Identification of RAD loci and variant filtering
We demultiplexed the data to sublibraries (index barcodes) with BamIndexDecoder v.1.03 (included in Picard Illumina2Bam, available fromhttp://gq1.github.io/illumina2bam/), quality-filtered and further demultiplexed the reads to individual accessions (inline barcodes) using process_radtags.pl from STACKS v.1.47 (Catchen et al. 2013). We removed low-quality reads with an uncalled base and corrected inline barcodes and RAD-tags with one mismatch, retaining only full-length reads (94 bp). We concatenated samples which had been sequenced twice. As there is no reference genome available for Merianieae, we followed Brandrud et al. (2020) to first create a pseudo-reference using denovo_map.pl from STACKS and followed up with a mapping approach to improve coverage and the recovery of loci. For each of the six species, we selected the ten samples with the highest number of reads to be used for building a unique pseudo-reference. We built several catalogues using different settings and chose the best following the r80 rule of Paris et al. (2017) for parameter optimization. We tested m (minimum number of identical reads required to create a stack) four and five, subsequently increasedM (number of mismatches between stacks within individual) starting from one, and n (number of mismatches allowed between stacks between individuals) as n = M or n =M+1 (Paris et al. 2017). For each setting, we recorded the number of tags retained with data for at least 80% of individuals and chose the settings m 4, M 1 and n 2 which gave the maximum number of reliable polymorphic loci.
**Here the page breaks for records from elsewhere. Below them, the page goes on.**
PR #706, opened 2026-07-15
fix(dns): avoid panic on short SRV record RDATA on macOS

thenextman:
We've received crash reports from a client application on macOS showing

> thread " (46265) panicked at src/dns.rs:172:56: range end index 2 out of range for slice of length O
note: run with 'RUST_BACKTRACE=1' environment variable to display a backtrace

It's the first we've seen of it, but this client reports that it crashes _consistently_ in his environment.

The cited line lands exactly on `rdata[0..2]` inside the SRV-record parser. Presumably the `rdata` buffer was empty so slicing it caused a panic. But why is the record empty? I'm not sure.

Every callback from the DNS query returns a `DnsSrvRecord `, where the RDATA is at least 6 bytes (priority + weight + port, then the target name). The code assumes a well formed SRV record.  We see some (potential) defects in the code:

1. The parser is unguarded and trusts `rdata` to always be at least 6 bytes
2. I believe (but am not sure) that the normal "this realm has no SRV record" outcome is **not** an empty callback, but a timeout. mDNSResponder doesn't call back in time, our timeout fires and we return an empty list. I guess in this case _something_ causes the SRV query to be answered immediately, with a negative (empty) response. I'm equally not sure what that could be: VPN resolver, enterprise DNS, a local stub resolver.... Not sure.

The (blind) fix:

In `src/dns.rs`, in the macOS/iOS path:

- From → TryFrom, returning `Err` when `rdata.len() < 6` instead of slicing
- The query loop now filters on the `ADD` flag (the correct signal for "this is a real, added record"), skipping negative responses and removals rather than parsing them.
- Both skip cases are logged (`debug!`/`warn!`) with the record's `rr_type`, `rr_class`, and `rdata_len`, so if a resolver sends something unexpected again, we can see exactly what it returned instead of guessing.

For a realm with no SRV records, the empty/negative answer is ignored, we now fall through to the UDP query and then return an empty host list.

### DIFF
--- a/src/dns.rs
+++ b/src/dns.rs
@@ -153,6 +153,7 @@ cfg_if::cfg_if! {
 
 cfg_if::cfg_if! {
     if #[cfg(any(target_os="macos", target_os="ios"))] {
+        use std::fmt;
         use std::time::Duration;
         use tokio::time::timeout;
         use futures::stream::{StreamExt};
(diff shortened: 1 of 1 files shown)


src/dns.rs
```diff
@@ -166,19 +166,29 @@ cfg_if::cfg_if! {
...
+            fn try_from(record: &QueryRecordResult) -> Result<Self, Self::Error> {
                 let rdata = record.rdata.as_slice();
+                // The minimum size of an SRV record's RDATA is 6 bytes: 2 (priority)
+                // + 2 (weight) + 2 (port), followed by the target name. Anything
+                // shorter cannot be a valid SRV record and must not be indexed into.
+                // In practice this only happens for the negative/removal callbacks
+                // handled by the caller, so this is a defensive guard.
+                if rdata.len() < 6 {
+                    return Err(());
+                }
```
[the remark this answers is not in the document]
thenextman: Addressed by validating the decoded target rather than the byte length, since that also handles the RFC 2782 root-target case

src/dns.rs
```diff
@@ -208,8 +226,37 @@ cfg_if::cfg_if! {
...
+                                    Err(()) => {
+                                        warn!(
+                                            name,
+                                            rr_type = ?dns_record.rr_type,
+                                            rr_class = ?dns_record.rr_class,
+                                            rdata_len = dns_record.rdata.len(),
+                                            "Ignoring DNS SRV callback with RDATA too short to be an SRV record"
+                                        );
+                                    }
+                                }
```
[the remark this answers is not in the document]
thenextman: The `try_from` error is now a `&'static str` reason ("RDATA shorter than the 6-byte SRV fixed fields" or "SRV target names no host"), and the loop logs it via reason under a broader "Ignoring malformed DNS SRV callback" message

src/dns.rs
```diff
@@ -166,19 +166,38 @@ cfg_if::cfg_if! {
             target: String
         }
 
-        impl From<&QueryRecordResult> for DnsSrvRecord {
-            fn from(record: &QueryRecordResult) -> Self {
+        impl TryFrom<&QueryRecordResult> for DnsSrvRecord {
+            /// Why an SRV callback could not be turned into a usable record, for diagnostics.
+            type Error = &'static str;
```
CBenoit: nitpick: There are only two very concrete error cases, so I would use a small error type implementing the Error trait, as an enum:
```rust
#[derive(Debug)]
enum TryFromQueryRecordResultError {
    RdataTooShort,
    EmptySrvTarget,
}

// + implement Display with basically the strings already defined
```
(name is bikeshedable)

It’s a bit of boilerplate, but it works better than `&'static str` thanks of the Error trait.
Currently it’s not relevant though, as the only consumer just print this as a reason string.

src/dns.rs
```diff
@@ -208,8 +227,38 @@ cfg_if::cfg_if! {
...
+                                            name,
+                                            reason,
+                                            rr_type = ?dns_record.rr_type,
+                                            rr_class = ?dns_record.rr_class,
+                                            rdata_len = dns_record.rdata.len(),
+                                            "Ignoring malformed DNS SRV callback"
+                                        );
+                                    }
+                                }
+                            }
```
CBenoit, line 307: Claude flagged this:

> Filtering on ADD diverges slightly from RFC 2782's "single root-target SRV = abort" rule, but strictly improves on the prior behavior
dns.rs:286-302 (detect_kdc_hosts_from_dns_apple): RFC 2782 §"Usage rules" says that if the only SRV RR returned for a query is Target = ".", the client should abort rather than try alternate protocols/records. This PR's effect is that such a record is filtered out (empty target) and the code falls through to the UDP query instead of aborting. This is a pre-existing characteristic of this code path (the old code would have pushed a hostless URL rather than aborting either), so it isn't a regression introduced here, and the new behavior is objectively safer than emitting "tcp://:88". Flagging only because a stricter RFC-2782 read would treat this as "authoritatively no service" rather than "try the next transport" — likely not worth chasing for a hotfix, but worth knowing about if KDC discovery correctness in RFC-2782-compliant environments ever comes up again.

Maybe a follow up? cc @PavloMyroniuk-apriorit

CBenoit (approved):
Thank you, LGTM!

I have a few suggestions / nitpicks if you want to address before merging.

One nitpick is that we could have a small regression test; although I don’t really see that regressing in the future tbh.

thenextman:
@CBenoit I addressed your comments but, I'm sorry, Claude force pushed an amend instead of a new commit before I could stop him 😢

src/dns.rs
thenextman: It's true, but yes I think it could be a follow up. I think the proper semantics aren't worth it for what is really a hot fix.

We extracted the .fasta pseudo-reference from the optimized catalogue by including polymorphic RAD loci that were present in at least 30% of samples and contained up to nine SNPs using export_sql.pl from STACKS. We then mapped the raw reads of each accession to this pseudo-reference separately using the mem algorithm of BWA v.0.7.12-5 (Li & Durbin 2009), flagging shorter split hits as secondary (–M). Next, we sorted the resulting aligned .sam-files by reference coordinates and added read groups in the output .bam-files with Picard Tools v.2.18.17 (Wysoker et al. 2013). Finally, we performed a realignment around indels using the Genome Analysis Toolkit v.3.8.1 (GATK; McKenna et al. 2010).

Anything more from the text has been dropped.